# Einbau der Hauptplatine in das "Be quiet! Silent Base 800"



## Divionis (16. Mai 2015)

Liebes Forum,

manchmal scheitert man an blöden Kleinigkeiten...:
Da ASRock für sein "Z97 Extreme9" keinerlei Montageschrauben mitliefert, ist man auf das Zubehör des "Be quiet! Silent Base 800" zurückgeworfen...:
Da sind aber als Abstandshalter für den Einbau der Hauptplatine (neudeutsch "Motherboard") nur zwei Schräublein mitgeliefert...   
Das stellt jetzt wahrscheinlich deswegen, weil die Aufsatzpunkte im Gehäuse dankenswerterweise schon erhaben sind, nicht das große Problem dar.
Wo aber - frage ich mich - werden denn die zwei mitgelieferten Abstandshalter eingeschraubt?
Be Quit! erwähnt sie zwar in seinem Handbuch ("Schritt-für-Schritt-Anleitung" (die dann doch wieder nicht sooo Schritt für Schritt ist...)), schweigt sich aber leider darüber aus, wo die zu verbauen sind.
Es gibt eine Bohrung, die mit "A" (ATX) markiert ist und nicht erhaben ist. Ich nehme mal an, daß da eine der beiden Schräublein reinmuß. Wird die andere dann gar nicht verwendet? Oder wo käme die rein?

Vielen Dank schon im voraus für Eure Unterstützung.

Liebe Grüße
Divionis


----------



## jamie (16. Mai 2015)

Ich habe benanntes Gehäuse nicht, aber kann es sein, dass die zweite Schraube nur gebraucht wird, wenn deine Hauptplatine einen anderen Formfaktor hat?


----------



## Divionis (16. Mai 2015)

Hallo, Jamie,

vielen Dank für Deine prompte Antwort!
Je länger ich darüber nachdenke, desto eher glaube ich, daß mit den erhabenen Stellen für die Aufnahme der Schrauben bei speziell diesem Gehäuse GAR keine Abstandshalter nötig sind. Ich warte aber sicherheitshalber trotzdem mal, bis Ihr mir das bestätigt...   

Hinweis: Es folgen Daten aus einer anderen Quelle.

PR #186, opened 2016-08-17
2016 08 mn add avatar upload

MagdaN:
This adds a first version of the dashboard, which also contains a profile tab (this might change as a separate profile page is planned). There users can change their avatar. 

@slomo: I added some signals to the user_management models.py. I would have put them in a separate signals.py but I somehow could not use AppConfig within the settings. Maybe you could take a look?

### DIFF
--- a/euth/dashboard/apps.py
+++ b/euth/dashboard/apps.py
@@ -1,0 +1,6 @@
+from django.apps import AppConfig
+
+
+class DashboardConfig(AppConfig):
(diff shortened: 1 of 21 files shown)


slomo:
Works nicely. I pulled the signals out into a separate file. So feel free to merge at your liking.

I think that our image upload widget can be improved, but this should be handled outside this pull-request.

PR #190, opened 2016-08-18
2016 08 mn refactor rates

### LINKED ISSUE #178: Should rates be anonymous
Currently our UI allows not to see who has votes for an idea or comment. The rates API exposes this information. In my opinion should either hide it in UI and API or make it visible in both:

- it looks less like an accident
- it prevents unnecessary data from being queried/processed/transmitted
- it makes it more clear to the user, that she isn't voting anonymously

### LINKED ISSUE #185: update rates
* use two different react components, one for comments one for other resources, for the comments add ratecount to comments api

MagdaN:
fixes #185 
fixes #178 

PRO
* rate-list and rate-detail api do not accept GET Requests anymore
* creator of rate is not exposed via the rate api
* still uses just one react component
* no extra requests to get the rates
* comment-API ans Rate-API now expose information on rates-count
* comment (for a authenticated user, who hast rated) looks like this:
```
{ 
    "id": 38,         
     "user_name": "admin",        
     "child_comments": [],
        "is_deleted": false,
        "rates": {
            "current_user_rate_id": 65,
            "positive_rates": 0,
            "negative_rates": 0,
            "current_user_rate_value": 0
        },
        "created": "2016-08-18T08:39:46.342312Z",
        "modified": null,
        "object_pk": 6,
        "comment": "My comment",
        "content_type": 50
}
```
  * rate detail (for a authenticated user, who hast rated) looks like this
```
{
    "id": 66,
    "meta_info": {
        "user_rate_on_same_object_value": 1,
        "negative_rates_on_same_object": 0,
        "user_rate_on_same_object_id": 66,
        "positive_rates_on_same_object": 1
    },
    "object_pk": 7,
    "value": 1,
    "content_type": 50
}
```
CONTRA:
* API might be confusing
* API not really RESTful

### DIFF
--- a/euth/comments/serializers.py
+++ b/euth/comments/serializers.py
@@ -1,6 +1,8 @@
 from django.contrib.contenttypes.models import ContentType
 from rest_framework import serializers
 
+from euth.rates import models as rate_models
+
 from .models import Comment
 
 
@@ -8,10 +10,11 @@ class CommentSerializer(serializers.ModelSerializer):
     user_name = serializers.SerializerMethodField()
     child_comments = serializers.SerializerMethodField()
     is_deleted = serializers.SerializerMethodField()
+    rates = serializers.SerializerMethodField()
 
     class Meta:
         model = Comment
-        read_only_fields = ('modified', 'created', 'id', 'user_name')
+        read_only_fields = ('modified', 'created', 'id', 'user_name', 'rates')
         exclude = ('user', 'is_censored', 'is_removed')
 
     def get_user_name(self, obj):
@@ -31,7 +34,10 @@ class CommentSerializer(serializers.ModelSerializer):
         pk = obj.pk
         children = Comment.objects.all().filter(
             content_type=content_type, object_pk=pk).order_by('created')
-        serializer = CommentSerializer(children, many=True)
+        serializer = CommentSerializer(
+            children,
+            many=True,
+            context={'request': self.context['request']})
         return serializer.data
 
     def get_is_deleted(self, obj):
@@ -39,3 +45,31 @@ class CommentSerializer(serializers.ModelSerializer):
         Returns true is one of the flags is set
         """
         return (obj.is_censored or obj.is_removed)
+
+    def get_rates(self, obj):
+        """
+        Gets positve and negative rate count as well as
+        info on the request users rate
+        """
+        user = self.context['request'].user
+        contenttype = ContentType.objects.get_for_model(obj)
+        obj_rates = rate_models.Rate.objects.filter(
+            content_type=contenttype, object_pk=obj.pk)
+        positive_rates = obj_rates.filter(value=1).count()
+        negative_rates = obj_rates.filter(value=-1).count()
+        try:
+            user_rate = obj_rates.get(user=user)
+            user_rate_value = user_rate.value
+            user_rate_id = user_rate.pk
+        except:
+            user_rate_value = None
+            user_rate_id = None
+
+        result = {
+            'positive_rates': positive_rates,
+            'negative_rates': negative_rates,
+            'current_user_rate_value': user_rate_value,
+            'current_user_rate_id': user_rate_id
+        }
+
+        return result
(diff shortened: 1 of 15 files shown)


keimlink:
If I understand correctly this functionality rates comments. If so, the wording in the code is misleading: Instead of "rate" or "rates" it should use "rating" or "ratings".

slomo:
What does value corresponds to in the second response?

MagdaN:
Its the value of the rate, its bit confusing - the way it is used, it will always be the same as user_rate_on_same_object_value, but I thought I leave it in there for completeness

slomo:
Overall I find the API design kind of strange. The part about the comments looks fine to me. The rating of ideas is rather weird. For instance: Why is that field named metadata? It seems to me to contain the actual data that I am interested in. And also the fact that I can't query the sum, over the API seems odd to me.

Anyway I voiced those concerns earlier, and would also be happy with accepting the pull-request as it is.

For the issue of bad naming (rates vs. ratings) I added a new ticket #201.

euth/rates/serializers.py
```diff
@@ -1,15 +1,42 @@
...
 
     class Meta:
         model = Rate
-        read_only_fields = ('id', 'user_name')
+        read_only_fields = ('id', 'meta_info')
         exclude = ('user', 'modified', 'created')
 
-    def get_user_name(self, obj):
-        return str(obj.user.username)
+    def get_meta_info(self, obj):
```
slomo: @keimlink This serializer contains a lot of database / model related code. Should we move this to somewhere else, or is that just fine? I could see it going either the model oder services.py?

MagdaN: I would have added it to the model, but as the request is needed, I thought I leave it in the serializer.

keimlink: I agree that it would be better to have this code in at the model. If you need any additional data, you can pass it as arguments to the method.

```python
class Rate(models.Model):
    POSITIVE = 1
    NEGATIVE = -1

    def get_meta_info(self, user):
        contenttype = ContentType.objects.get_for_model(self.content_object)
        rates = rate_models.Rate.objects.filter(
            content_type=contenttype,
            object_pk=self.content_object.pk
        )
        result['positive_rates_on_same_object'] = rates.filter(value=self.POSITIVE).count()
        result['negative_rates_on_same_object'] = rates.filter(value=self.NEGATIVE).count()

        try:
            user_rate_on_same_object = rates.get(user=user)
            result['user_rate_on_same_object_value'] = user_rate_on_same_object.value
            result['user_rate_on_same_object_id'] = user_rate_on_same_object.pk
        except:
            result['user_rate_on_same_object_value'] = None
            result['user_rate_on_same_object_id'] = None

        return result
```

Furthermore `1` and `-1` should be symbols, so that they defined at a single place. Also you should add an expression to `except` so that it only catches the exceptions you want to handle.

Please see Tom Christie's article [Django models, encapsulation and data integrity](https://www.dabapps.com/blog/django-models-and-encapsulation/) for more information about this concept.

euth/comments/serializers.py
```diff
@@ -31,11 +34,42 @@ def get_child_comments(self, obj):
...
+            user_rate_id = None
+
+        result = {
+            'positive_rates': positive_rates,
+            'negative_rates': negative_rates,
+            'current_user_rate_value': user_rate_value,
+            'current_user_rate_id': user_rate_id
+        }
+
+        return result
```
keimlink: I would suggest to change the code according to my proposal in `euth/rates/serializers.py`.

euth/rates/api.py
```diff
@@ -1,47 +1,32 @@
...
-            obj.value = 0
-            obj.save()
-            return Response(serializer.data)
-        else:
-            return Response(serializer.errors,
-                            status=status.HTTP_400_BAD_REQUEST)
+        rate.value = 0
+        rate.save()
+        serializer = self.get_serializer(rate)
+        return Response(serializer.data)
```
keimlink: According to my proposal in `euth/rates/serializers.py` I would suggest to move lines 29 and 30 to `Rate.update(value)`.

MagdaN:
@keimlink @slomo I moved the code to the model

slomo:
Okay than lets merge that guy. It is definitely better than the old functionality.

Vielen Dank schon im voraus.

Viele Grüße
Divionis


----------



## keinnick (16. Mai 2015)

Schau mal hier :


> Zur Mainboard-Montage müssen kaum Abstandshalter eingesetzt werden; in der Regel sollte dies nur bei der Verwendung von Modellen im μATX-Format nötig sein. Ansonsten verfügt das Silent Base 800 bereits über mehrere nach innen in das Gehäuse ragende Auflageflächen mit Innengewinde. Das erspart also in den meisten Fällen die Notwendigkeit der Anbringung zusätzlicher Abstandshalter.
> 
> be quiet! Silent Base 800 - UPDATE: Midi Tower im Test: Die besten kompakten Gehäuse im Vergleichstest



Sieht so aus als kannst Du Dir die Dinger sparen.


----------



## Divionis (16. Mai 2015)

Super, danke für die Bestätigung!!


LG
Divionis


----------